Module regex::bytes [] [src]

Match regular expressions on arbitrary bytes.

This module provides a nearly identical API to the one found in the top-level of this crate. There are two important differences:

  1. Matching is done on &[u8] instead of &str. Additionally, Vec<u8> is used where String would have been used.
  2. Regular expressions are compiled with Unicode support disabled by default. This means that while Unicode regular expressions can only match valid UTF-8, regular expressions in this module can match arbitrary bytes. Unicode support can be selectively enabled via the u flag in regular expressions provided by this sub-module.
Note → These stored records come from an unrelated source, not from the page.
PR #5645, opened 2019-08-07
WIP Unified bootstrap loading

### LINKED ISSUE #5611: It is not possible to load global bootstrap file by absolute path

DavertMik:
* Unified bootstrap loading (using the same method)
* Allow loading absolute bootstrap paths
* Deprecated configuring bootstrap for all suites implicitly
* Added `--bootstrap` option to `run` command"

See http://phptest.club/t/bootstrap-deprecations-in-3-0/2196

Replaces #5644 
Fixes #5611


src/Codeception/Util/PathResolver.php
```diff
@@ -124,4 +124,13 @@ private static function isWindows($dirSep = DIRECTORY_SEPARATOR)
     {
         return ($dirSep == '\\');
     }
+
+    public static function isPathAbsolute($path)
+    {
+        if (DIRECTORY_SEPARATOR === '/') {
+            return mb_substr($path, 0, 1) === DIRECTORY_SEPARATOR;
```
Naktibalda: I think that `substr($path, 0, 1)` would work fine  because there is no other utf-8 character which starts with the same byte as '/'. 
All other places where `mb` functions are called specify `utf-8` as charset parameter.

tests/data/snapshots/tests/_support/_generated/DataTesterActions.php
```diff
@@ -941,6 +941,37 @@ public function haveInDatabase($table, $data) {
     public function seeInDatabase($table, $criteria = null) {
         return $this->getScenario()->runStep(new \Codeception\Step\Assertion('seeInDatabase', func_get_args()));
     }
+    /**
```
Naktibalda: Please delete generated files and .gitignore rule to make sure that they don't get added again.

src/Codeception/Configuration.php
```diff
@@ -251,21 +253,37 @@ public static function config($configFile = null)
...
+
+        $bootstrap = codecept_is_path_absolute($bootstrap)
+            ? $bootstrap
+            : rtrim($path, DIRECTORY_SEPARATOR) . DIRECTORY_SEPARATOR . $bootstrap;
+
+
+        if (!file_exists($bootstrap)) {
+            throw new ConfigurationException("Bootstrap file $bootstrap can't be loaded");
         }
+        include_once $bootstrap;
```
Naktibalda: Why is this method using `include_once`? `Subscriber/Bootstrap.php` below used `require_once` before.
But I think that it would be better to use `require` rather than `require_once`, because boostrap files are more likely to contain linear code than class/file definitions and after this change it will be possible for multiple test suites to have the same absolute bootstrap file path.

DavertMik: I think it's dangerous to switch this to `require` as this can produce fatal errors in current setups.
Bootstrap is usually used for autoloaders and I think that this should be enough to execute it once

maks-rafalko:
Wooohoooo, thank you guys!

Do you have an idea when you can release it so I can continue integration Codeception with Infection?

Naktibalda:
I will try to make a release this weekend.

PR #5648, opened 2019-08-10
[Doctrine2] implement configurable property access

### LINKED ISSUE #5647: [Doctrine2] Configurable property access
Currently `Doctrine2` uses Reflection API to set properties of entities directly, without using setters. This should not be a problem in most cases, but it might be a show stopper for someone who has some fancy logic in setter -- maybe some type conversion, or validation, etc. Also, arguable one of the most widespread ways of using Doctrine is as ORM module of Symfony, which almost always means heavy usage of getters and setters via `symfony/property-access` package.

The PR below addresses this issue by abstracting away entity creation and modification, and then providing two implementations -- one using Reflection API and another using `symfony/property-access`. It also introduces new module configuration option (defaults to Reflection API), and module API method to dynamically change property access strategy for current test.

So, this is somewhat an edge case, but if encountered, not being able to use setters might prevent someone to use `Doctrine2` module altogether.

alexkunin:
Closes #5647.

### DIFF
--- a/composer.json
+++ b/composer.json
@@ -46,7 +46,8 @@
         "symfony/process": ">=2.7 <5.0",
         "doctrine/orm": "^2",
         "doctrine/annotations": "^1",
-        "doctrine/data-fixtures": "^1"
+        "doctrine/data-fixtures": "^1",
+        "symfony/property-access": "^4"
     },
     "suggest": {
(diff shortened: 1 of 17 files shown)


DavertMik:
This pull request is OK but because we didn't see any real use cases for it, nor a big interest in the community in it, we are closing it. If you want configurable property access - write here and we will reopen that.

PR #5649, opened 2019-08-10
Support Stub 3.0

### LINKED ISSUE #5508: PhpStorm shows "multiple definitions exist" for MockObject because of class_aliases in shim.php

Write unit tests in PhpStorm with type-hinted mocks via inline annotations.

#### What do you get instead?

"Multiple definitions exist for class MockObject".

image

This seems to be because of `shim.php`:

image

It seems that with the new version of Codeception, `shim.php` is maybe no longer needed? I fixed this locally by just commenting out every line in that file and the unit tests run fine.

### Details

* Codeception version: 3.0
* PHP Version: 7.3
* Operating System: Windows
* Installation type: Phar

Naktibalda:
Which doesn't use shim file and supports only PHPUnit 6.5+

Fixes #5508


DavertMik:
Great!

Issue #5620, opened 2019-08-02
Provide a second codeception.phar with Verify/Specify included


mikehaertl:
#### What are you trying to achieve?

Use Specify and Verify with the global `codeception.phar`.

#### What do you get instead?

Codeception/Specify and Codeception/Verify are not included and I can not add them because the app I want to test has a fixed set of composer packages that I can not modify just for testing.

### Details

There's already issue #1200 and #1658 where this was discussed. I understand that adding the above packages may lead to conflicts. 

Would it be an option to provide a second `.phar` archive that contains the above 2 packages (and maybe even more)?

This way a developer could choose which one is best for his purposes.

Naktibalda:
I think that this is a rare edge case and it isn't worth the effort.
If you need such phar file, build it yourself.

Instructions how to build your own phar file from https://github.com/Codeception/Codeception/issues/2124#issuecomment-142232225
```
git clone https://github.com/Codeception/Codeception/
cd Codeception
composer require guzzlehttp/guzzle 5.3.*
wget http://robo.li/robo.phar
php -d phar.readonly=0 robo.phar build:phar
```

Replace `composer require guzzlehttp/guzzle 5.3.*` with packages that you want to add to your phar.

Note. [build:phar](https://github.com/Codeception/Codeception/blob/3.0.3/RoboFile.php#L169) currently targets PHP 7.0.0, if you want to target a different version of PHP, comment that line out or specify a version at [this line](https://github.com/Codeception/Codeception/blob/3.0.3/RoboFile.php#L148).

mikehaertl:
@Naktibalda Thanks, actually that's what I wanted to try but couldn't find any documentation (and neither any code) how to build the phar. So I will try this now.

Maybe it's worth to add some notes to the docs, how to get your own phar?

alexkunin:
Well, there is https://github.com/Codeception/Codeception/blob/3.0/RELEASE.md -- it does not specifically say how to build only .phar, but it does that among other things, and gives some useful hints re how things are built and released.

mikehaertl:
Ok, that should be fine. Closing this then. Thanks.

Naktibalda:
Apparently there is low demand for custom phar files, but separating `buildPhar` from `buildPhar7` (for PHP 7.0), would make it easier to target different versions of PHP.

kk738:
What I found really wierd is this sentence in the docu:

[...]

PR #5650, opened 2019-08-10
Separate build:phar from build:phar7

Naktibalda:
buildPhar is a public method which can be used for building custom phar files
buildPhar7 is part of release process and builds phar file specifically for PHP 7.0.0

Example of usecase for custom phar file: #5620


DavertMik:
:+1:

PR #5555, opened 2019-06-17
hiding Symfony 4.3 deprecation warning

DavertMik:
Let's hide this annoying message as this has no deal to Codeception users

PR #5651, opened 2019-08-10
[Symfony] Fix symfony 4.3 deprecation removal

juntereiner:
Fix https://github.com/Codeception/Codeception/pull/5555

The original code was never called.


Naktibalda:
Thanks

PR #5652, opened 2019-08-12
Add assert equals canonicalizing

lukebee:
Today I wanted to test if two arrays have equal elements but without taking their order into account. After some research, I found that PHPUnit has this kind of assertion called
"assertEqualsCanonicalizing" which is not supported in Codeception.

I hope you will take a look. Best regards! :)


lukebee:
I don't have a clue why CI fails.

"Error downloading remote file: One or more errors occurred.
Inner Exception: The request was aborted: Could not create SSL/TLS secure channel.
Command exited with code 2"

Naktibalda:
I will add them myself.

Naktibalda:
Replaced by #5656

PR #5658, opened 2019-08-19
Add ability to connect to selenium hub from inside a proxy

### LINKED ISSUE #5619: Add ability to connect to selenium hub from inside a proxy
#### Use case
I am using codeception behind a corporate proxy. My selenium grid is outside of the corporate network so I have to use the proxy server to connect to it.
In the suite config yml file you can specify `http_proxy` and `http_proxy_port`, but these are the settings that get injected into the browser itself to connect to the test object url. So we can't take use of them for this use case.

#### Solution
My suggested solution is to add two config keys to the suite config yml: `webdriver_proxy` and `webdriver_proxy_port`. These are passed to the facebook RemoteWebDriver which already supports this kind of proxy settings.

LeoVie:
Fixes #5619


Naktibalda:
Please raise a new pull request to https://github.com/Codeception/module-webdriver

Naktibalda:
I will close this pull request next time when I look at it.

PR #5660, opened 2019-08-21
Support initial queries execution after creating connection

### LINKED ISSUE #5605: Create database if it does not exist

### LINKED ISSUE #5612: Support MYSQL_ATTR_INIT_COMMAND

tadasauciunas:
Fixes #5612
Fixes #5605 
Replaces #5614


tadasauciunas:
This includes changes discussed in https://github.com/Codeception/Codeception/pull/5614

DavertMik:
Seems good to me!

PR #940, opened 2022-07-14
feat: move tutorials to blog

pswu11:
- [x] move tutorials to blog
- [x] set the url redirection 
- [x] update navbar url


pswu11:
@argshook Tested with two older articles. The redirection seems to work without problem.

argshook (approved):

PR #941, opened 2022-07-14
Unify cloud contact

insmac:
- Refactored email submission form on top of the Cloud page so that it uses `<ContactFormDialog>` component.
- Split components inside `pages/cloud.tsx` into files (and created `modules` directory for that purpose at fist).


argshook (approved):
:+1:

Example: match null terminated string

This shows how to find all null-terminated strings in a slice of bytes:

let re = Regex::new(r"(?P<cstr>[^\x00]+)\x00").unwrap();
let text = b"foo\x00bar\x00baz\x00";

// Extract all of the strings without the null terminator from each match.
// The unwrap is OK here since a match requires the `cstr` capture to match.
let cstrs: Vec<&[u8]> =
    re.captures_iter(text)
      .map(|c| c.name("cstr").unwrap())
      .collect();
assert_eq!(vec![&b"foo"[..], &b"bar"[..], &b"baz"[..]], cstrs);

Example: selectively enable Unicode support

This shows how to match an arbitrary byte pattern followed by a UTF-8 encoded string (e.g., to extract a title from a Matroska file):

let re = Regex::new(r"\x7b\xa9(?:[\x80-\xfe]|[\x40-\xff].)(?u:(.*))").unwrap();
let text = b"\x12\xd0\x3b\x5f\x7b\xa9\x85\xe2\x98\x83\x80\x98\x54\x76\x68\x65";
let caps = re.captures(text).unwrap();

// Notice that despite the `.*` at the end, it will only match valid UTF-8
// because Unicode mode was enabled with the `u` flag. Without the `u` flag,
// the `.*` would match the rest of the bytes.
assert_eq!((7, 10), caps.pos(1).unwrap());

// If there was a match, Unicode mode guarantees that `title` is valid UTF-8.
let title = str::from_utf8(caps.at(1).unwrap()).unwrap();
assert_eq!("☃", title);

In general, if the Unicode flag is enabled in a capture group and that capture is part of the overall match, then the capture is guaranteed to be valid UTF-8.

Syntax

The supported syntax is pretty much the same as the syntax for Unicode regular expressions with a few changes that make sense for matching arbitrary bytes:

  1. The u flag is disabled by default, but can be selectively enabled. (The opposite is true for the main Regex type.) Disabling the u flag is said to invoke "ASCII compatible" mode.
  2. In ASCII compatible mode, neither Unicode codepoints nor Unicode character classes are allowed.
  3. In ASCII compatible mode, Perl character classes (\w, \d and \s) revert to their typical ASCII definition. \w maps to [[:word:]], \d maps to [[:digit:]] and \s maps to [[:space:]].
  4. In ASCII compatible mode, word boundaries use the ASCII compatible \w to determine whether a byte is a word byte or not.
  5. Hexadecimal notation can be used to specify arbitrary bytes instead of Unicode codepoints. For example, in ASCII compatible mode, \xFF matches the literal byte \xFF, while in Unicode mode, \xFF is a Unicode codepoint that matches its UTF-8 encoding of \xC3\xBF. Similarly for octal notation.
  6. . matches any byte except for \n instead of any codepoint. When the s flag is enabled, . matches any byte.

Performance

In general, one should expect performance on &[u8] to be roughly similar to performance on &str.

Structs

CaptureNames

An iterator over the names of all possible captures.

Captures

Captures represents a group of captured byte strings for a single match.

FindCaptures

An iterator that yields all non-overlapping capture groups matching a particular regular expression.

FindMatches

An iterator over all non-overlapping matches for a particular string.

NoExpand

NoExpand indicates literal byte string replacement.

Regex

A compiled regular expression for matching arbitrary bytes.

RegexBuilder

A configurable builder for a regular expression.

RegexSet

Match multiple (possibly overlapping) regular expressions in a single scan.

SetMatches

A set of matches returned by a regex set.

SetMatchesIntoIter

An owned iterator over the set of matches from a regex set.

SetMatchesIter

A borrowed iterator over the set of matches from a regex set.

Splits

Yields all substrings delimited by a regular expression match.

SplitsN

Yields at most N substrings delimited by a regular expression match.

SubCaptures

An iterator over capture groups for a particular match of a regular expression.

SubCapturesNamed

An Iterator over named capture groups as a tuple with the group name and the value.

SubCapturesPos

An iterator over capture group positions for a particular match of a regular expression.

Traits

Replacer

Replacer describes types that can be used to replace matches in a byte string.